MATERIAL TO PROCESS:

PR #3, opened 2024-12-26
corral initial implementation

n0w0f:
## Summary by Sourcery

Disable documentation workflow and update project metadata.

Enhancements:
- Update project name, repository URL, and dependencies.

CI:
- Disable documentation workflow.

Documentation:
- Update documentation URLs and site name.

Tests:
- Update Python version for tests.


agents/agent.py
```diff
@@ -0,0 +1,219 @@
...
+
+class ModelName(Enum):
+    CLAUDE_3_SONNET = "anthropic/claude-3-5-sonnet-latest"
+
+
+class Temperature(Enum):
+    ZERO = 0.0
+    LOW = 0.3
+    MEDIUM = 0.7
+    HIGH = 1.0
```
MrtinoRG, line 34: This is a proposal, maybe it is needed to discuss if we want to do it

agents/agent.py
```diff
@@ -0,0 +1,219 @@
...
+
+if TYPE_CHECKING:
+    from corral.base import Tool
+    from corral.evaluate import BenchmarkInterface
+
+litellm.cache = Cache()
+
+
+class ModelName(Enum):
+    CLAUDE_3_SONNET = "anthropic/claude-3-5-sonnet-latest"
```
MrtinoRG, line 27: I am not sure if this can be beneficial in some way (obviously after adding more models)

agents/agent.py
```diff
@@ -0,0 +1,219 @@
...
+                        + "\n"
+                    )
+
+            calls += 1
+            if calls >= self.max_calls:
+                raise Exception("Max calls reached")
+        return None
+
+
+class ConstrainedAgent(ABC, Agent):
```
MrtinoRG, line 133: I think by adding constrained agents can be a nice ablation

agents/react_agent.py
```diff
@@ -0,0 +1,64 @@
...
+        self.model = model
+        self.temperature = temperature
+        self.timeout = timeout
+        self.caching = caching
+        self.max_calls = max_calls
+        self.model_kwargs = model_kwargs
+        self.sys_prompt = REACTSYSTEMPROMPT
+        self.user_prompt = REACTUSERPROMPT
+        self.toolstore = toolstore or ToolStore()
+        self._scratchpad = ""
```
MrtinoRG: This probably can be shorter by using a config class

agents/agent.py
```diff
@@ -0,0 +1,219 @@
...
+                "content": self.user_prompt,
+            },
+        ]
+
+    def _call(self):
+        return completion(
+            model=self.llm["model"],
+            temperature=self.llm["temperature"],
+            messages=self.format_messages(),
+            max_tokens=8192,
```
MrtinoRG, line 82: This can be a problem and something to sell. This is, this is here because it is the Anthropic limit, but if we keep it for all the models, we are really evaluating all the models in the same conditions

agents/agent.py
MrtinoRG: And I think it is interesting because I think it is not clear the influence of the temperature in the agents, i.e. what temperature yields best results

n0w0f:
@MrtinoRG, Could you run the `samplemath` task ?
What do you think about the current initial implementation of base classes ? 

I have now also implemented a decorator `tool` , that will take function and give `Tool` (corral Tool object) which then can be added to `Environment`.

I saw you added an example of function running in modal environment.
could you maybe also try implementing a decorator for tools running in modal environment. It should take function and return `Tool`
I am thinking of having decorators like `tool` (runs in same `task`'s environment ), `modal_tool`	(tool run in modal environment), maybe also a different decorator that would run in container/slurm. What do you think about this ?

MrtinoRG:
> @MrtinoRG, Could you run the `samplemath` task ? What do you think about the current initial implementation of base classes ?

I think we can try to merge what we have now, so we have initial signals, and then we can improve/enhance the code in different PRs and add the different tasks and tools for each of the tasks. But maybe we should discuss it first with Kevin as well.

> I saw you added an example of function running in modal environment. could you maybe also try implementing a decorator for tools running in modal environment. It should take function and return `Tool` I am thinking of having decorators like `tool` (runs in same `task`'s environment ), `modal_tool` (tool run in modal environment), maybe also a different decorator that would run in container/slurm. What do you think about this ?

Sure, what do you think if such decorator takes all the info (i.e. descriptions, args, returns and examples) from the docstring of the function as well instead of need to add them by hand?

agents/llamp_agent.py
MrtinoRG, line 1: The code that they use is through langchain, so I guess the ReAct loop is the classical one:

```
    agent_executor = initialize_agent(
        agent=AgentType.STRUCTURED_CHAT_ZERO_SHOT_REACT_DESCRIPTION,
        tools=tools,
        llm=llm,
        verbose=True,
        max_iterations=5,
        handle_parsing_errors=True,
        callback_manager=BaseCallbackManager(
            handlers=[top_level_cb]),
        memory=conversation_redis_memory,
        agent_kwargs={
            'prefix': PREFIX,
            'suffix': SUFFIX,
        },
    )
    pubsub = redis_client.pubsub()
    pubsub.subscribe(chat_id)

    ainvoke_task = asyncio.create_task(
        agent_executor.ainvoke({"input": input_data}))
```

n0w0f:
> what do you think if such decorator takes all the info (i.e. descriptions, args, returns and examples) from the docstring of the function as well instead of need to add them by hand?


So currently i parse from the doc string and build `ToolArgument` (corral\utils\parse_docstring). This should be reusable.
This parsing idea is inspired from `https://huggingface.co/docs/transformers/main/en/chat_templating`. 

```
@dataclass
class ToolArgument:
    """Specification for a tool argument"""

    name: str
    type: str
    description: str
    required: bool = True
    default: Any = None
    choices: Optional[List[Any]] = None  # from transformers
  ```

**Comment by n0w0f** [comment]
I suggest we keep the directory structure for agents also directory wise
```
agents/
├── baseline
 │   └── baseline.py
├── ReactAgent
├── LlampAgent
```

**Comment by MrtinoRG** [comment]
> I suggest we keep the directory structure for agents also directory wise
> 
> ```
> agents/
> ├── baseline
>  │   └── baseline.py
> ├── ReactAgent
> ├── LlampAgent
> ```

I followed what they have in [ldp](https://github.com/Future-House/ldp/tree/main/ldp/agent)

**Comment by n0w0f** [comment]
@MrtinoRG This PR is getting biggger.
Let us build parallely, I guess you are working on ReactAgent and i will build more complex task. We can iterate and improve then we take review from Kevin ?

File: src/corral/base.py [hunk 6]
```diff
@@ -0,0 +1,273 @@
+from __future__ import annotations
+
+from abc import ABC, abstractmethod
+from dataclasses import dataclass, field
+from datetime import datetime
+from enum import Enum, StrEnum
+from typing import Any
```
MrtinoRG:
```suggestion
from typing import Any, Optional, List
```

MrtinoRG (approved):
* * *
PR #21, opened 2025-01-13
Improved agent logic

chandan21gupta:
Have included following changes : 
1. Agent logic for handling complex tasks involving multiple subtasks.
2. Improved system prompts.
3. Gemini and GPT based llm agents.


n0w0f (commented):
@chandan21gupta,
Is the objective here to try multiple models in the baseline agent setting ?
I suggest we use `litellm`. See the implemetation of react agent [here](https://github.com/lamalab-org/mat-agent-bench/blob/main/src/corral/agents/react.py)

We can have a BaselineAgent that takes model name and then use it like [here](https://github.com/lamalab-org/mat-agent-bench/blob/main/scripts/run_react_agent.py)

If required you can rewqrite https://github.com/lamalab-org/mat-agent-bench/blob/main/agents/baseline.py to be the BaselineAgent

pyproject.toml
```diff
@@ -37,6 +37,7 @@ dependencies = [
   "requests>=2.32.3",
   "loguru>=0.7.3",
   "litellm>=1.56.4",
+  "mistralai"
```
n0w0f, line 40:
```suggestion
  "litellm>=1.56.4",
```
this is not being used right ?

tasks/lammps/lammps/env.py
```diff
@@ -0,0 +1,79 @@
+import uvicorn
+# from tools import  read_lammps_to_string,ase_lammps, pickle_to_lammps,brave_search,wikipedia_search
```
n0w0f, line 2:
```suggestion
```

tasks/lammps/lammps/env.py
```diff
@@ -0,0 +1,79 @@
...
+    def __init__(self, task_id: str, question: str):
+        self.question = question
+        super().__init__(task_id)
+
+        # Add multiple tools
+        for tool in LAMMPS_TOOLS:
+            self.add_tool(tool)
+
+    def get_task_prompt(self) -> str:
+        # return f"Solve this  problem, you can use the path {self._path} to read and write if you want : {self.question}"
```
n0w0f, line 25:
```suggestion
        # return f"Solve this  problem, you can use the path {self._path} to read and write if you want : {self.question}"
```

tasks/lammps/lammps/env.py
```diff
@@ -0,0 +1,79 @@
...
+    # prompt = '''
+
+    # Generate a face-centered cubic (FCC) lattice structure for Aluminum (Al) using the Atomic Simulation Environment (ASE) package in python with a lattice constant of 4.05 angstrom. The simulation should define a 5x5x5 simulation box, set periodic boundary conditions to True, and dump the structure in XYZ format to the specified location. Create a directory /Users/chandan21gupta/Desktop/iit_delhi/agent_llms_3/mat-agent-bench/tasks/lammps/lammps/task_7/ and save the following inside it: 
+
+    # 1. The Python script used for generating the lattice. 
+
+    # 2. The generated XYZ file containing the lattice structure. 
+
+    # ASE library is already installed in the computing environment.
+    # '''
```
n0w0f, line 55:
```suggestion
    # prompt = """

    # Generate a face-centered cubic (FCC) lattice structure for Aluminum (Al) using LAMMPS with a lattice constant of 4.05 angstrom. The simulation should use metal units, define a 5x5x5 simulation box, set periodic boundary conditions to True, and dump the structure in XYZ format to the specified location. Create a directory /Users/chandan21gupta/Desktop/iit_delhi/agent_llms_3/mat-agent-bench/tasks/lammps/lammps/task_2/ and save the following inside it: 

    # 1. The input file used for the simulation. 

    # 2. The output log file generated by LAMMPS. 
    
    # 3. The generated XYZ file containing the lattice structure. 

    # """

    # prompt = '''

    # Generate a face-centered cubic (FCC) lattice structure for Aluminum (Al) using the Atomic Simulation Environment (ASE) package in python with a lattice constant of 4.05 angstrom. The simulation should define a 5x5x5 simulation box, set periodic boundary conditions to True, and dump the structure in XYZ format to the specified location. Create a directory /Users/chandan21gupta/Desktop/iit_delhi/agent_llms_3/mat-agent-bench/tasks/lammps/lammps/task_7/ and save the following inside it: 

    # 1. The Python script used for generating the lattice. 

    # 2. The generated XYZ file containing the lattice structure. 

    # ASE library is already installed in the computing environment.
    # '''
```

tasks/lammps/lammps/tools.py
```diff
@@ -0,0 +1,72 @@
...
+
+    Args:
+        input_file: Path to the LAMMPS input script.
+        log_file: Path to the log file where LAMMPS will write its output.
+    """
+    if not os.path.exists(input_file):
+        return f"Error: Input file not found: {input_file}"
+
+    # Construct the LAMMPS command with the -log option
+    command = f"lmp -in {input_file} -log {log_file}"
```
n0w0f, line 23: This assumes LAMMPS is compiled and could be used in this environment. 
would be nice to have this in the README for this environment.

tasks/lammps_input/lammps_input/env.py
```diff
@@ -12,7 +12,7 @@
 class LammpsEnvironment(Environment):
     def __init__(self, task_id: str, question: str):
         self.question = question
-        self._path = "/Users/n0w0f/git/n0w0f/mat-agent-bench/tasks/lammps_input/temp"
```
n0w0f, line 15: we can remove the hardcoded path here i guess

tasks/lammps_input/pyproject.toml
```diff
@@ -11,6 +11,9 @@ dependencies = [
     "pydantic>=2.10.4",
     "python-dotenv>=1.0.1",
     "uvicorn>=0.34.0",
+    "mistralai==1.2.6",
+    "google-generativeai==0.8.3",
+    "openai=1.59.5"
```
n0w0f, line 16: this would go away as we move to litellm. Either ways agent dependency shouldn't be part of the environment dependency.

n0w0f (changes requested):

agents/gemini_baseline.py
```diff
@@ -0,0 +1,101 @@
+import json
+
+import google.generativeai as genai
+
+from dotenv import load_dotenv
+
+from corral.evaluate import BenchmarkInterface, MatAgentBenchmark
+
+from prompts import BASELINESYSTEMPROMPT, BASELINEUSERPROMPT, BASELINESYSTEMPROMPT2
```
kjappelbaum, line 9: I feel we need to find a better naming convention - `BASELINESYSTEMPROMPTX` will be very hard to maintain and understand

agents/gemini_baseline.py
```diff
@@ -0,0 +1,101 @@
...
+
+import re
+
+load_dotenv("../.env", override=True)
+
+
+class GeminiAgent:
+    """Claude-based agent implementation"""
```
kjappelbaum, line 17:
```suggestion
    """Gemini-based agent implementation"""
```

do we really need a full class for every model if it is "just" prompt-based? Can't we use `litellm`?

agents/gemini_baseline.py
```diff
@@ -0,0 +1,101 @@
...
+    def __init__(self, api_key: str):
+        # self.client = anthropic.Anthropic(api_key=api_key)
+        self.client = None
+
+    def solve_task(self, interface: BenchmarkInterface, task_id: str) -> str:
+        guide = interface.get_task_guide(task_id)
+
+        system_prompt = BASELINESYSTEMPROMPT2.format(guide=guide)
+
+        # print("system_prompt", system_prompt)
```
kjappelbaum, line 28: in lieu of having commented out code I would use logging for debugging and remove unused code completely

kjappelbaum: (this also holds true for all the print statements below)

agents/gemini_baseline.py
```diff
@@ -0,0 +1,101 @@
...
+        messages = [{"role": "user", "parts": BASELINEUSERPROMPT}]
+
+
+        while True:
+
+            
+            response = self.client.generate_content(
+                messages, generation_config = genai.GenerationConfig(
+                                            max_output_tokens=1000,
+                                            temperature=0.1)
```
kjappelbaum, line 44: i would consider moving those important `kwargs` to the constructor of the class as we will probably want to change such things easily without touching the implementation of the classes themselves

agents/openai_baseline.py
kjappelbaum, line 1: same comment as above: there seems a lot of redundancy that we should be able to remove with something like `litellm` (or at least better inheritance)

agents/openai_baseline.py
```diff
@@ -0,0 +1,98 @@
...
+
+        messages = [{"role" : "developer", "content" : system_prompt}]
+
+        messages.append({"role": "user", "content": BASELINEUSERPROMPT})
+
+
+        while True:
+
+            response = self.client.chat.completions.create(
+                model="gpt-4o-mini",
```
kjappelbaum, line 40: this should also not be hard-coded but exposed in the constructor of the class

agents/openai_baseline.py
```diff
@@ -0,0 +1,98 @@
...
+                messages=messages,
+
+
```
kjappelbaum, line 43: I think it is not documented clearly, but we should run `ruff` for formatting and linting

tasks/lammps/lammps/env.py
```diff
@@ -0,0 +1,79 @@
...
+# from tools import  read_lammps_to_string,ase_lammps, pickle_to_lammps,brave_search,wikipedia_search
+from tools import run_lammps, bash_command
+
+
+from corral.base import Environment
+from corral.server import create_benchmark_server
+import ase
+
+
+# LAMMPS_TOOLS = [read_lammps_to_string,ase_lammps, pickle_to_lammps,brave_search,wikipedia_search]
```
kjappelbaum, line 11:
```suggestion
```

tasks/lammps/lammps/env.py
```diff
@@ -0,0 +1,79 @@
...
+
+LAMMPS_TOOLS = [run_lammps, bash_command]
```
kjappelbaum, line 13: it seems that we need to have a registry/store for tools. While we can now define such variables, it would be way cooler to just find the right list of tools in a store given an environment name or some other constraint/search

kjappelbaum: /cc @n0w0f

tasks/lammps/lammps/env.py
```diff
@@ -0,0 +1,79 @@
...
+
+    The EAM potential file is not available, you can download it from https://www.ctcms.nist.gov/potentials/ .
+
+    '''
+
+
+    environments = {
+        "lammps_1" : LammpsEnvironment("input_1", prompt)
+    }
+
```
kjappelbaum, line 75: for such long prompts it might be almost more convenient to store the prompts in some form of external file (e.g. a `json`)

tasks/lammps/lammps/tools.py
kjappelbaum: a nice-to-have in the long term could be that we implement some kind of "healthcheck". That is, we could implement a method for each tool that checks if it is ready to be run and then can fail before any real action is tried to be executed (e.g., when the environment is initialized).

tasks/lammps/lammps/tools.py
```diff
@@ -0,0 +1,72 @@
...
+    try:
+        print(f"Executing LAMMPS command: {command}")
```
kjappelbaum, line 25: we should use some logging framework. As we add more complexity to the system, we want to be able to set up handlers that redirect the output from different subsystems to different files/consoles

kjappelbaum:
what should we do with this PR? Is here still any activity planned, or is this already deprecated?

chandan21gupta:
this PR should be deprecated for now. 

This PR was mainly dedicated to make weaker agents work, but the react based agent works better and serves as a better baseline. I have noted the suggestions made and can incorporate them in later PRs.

PROBLEM STATEMENT:
Give the count of lines in the data above holding the word "write", and nothing beyond it.

YOUR RESPONSE:
3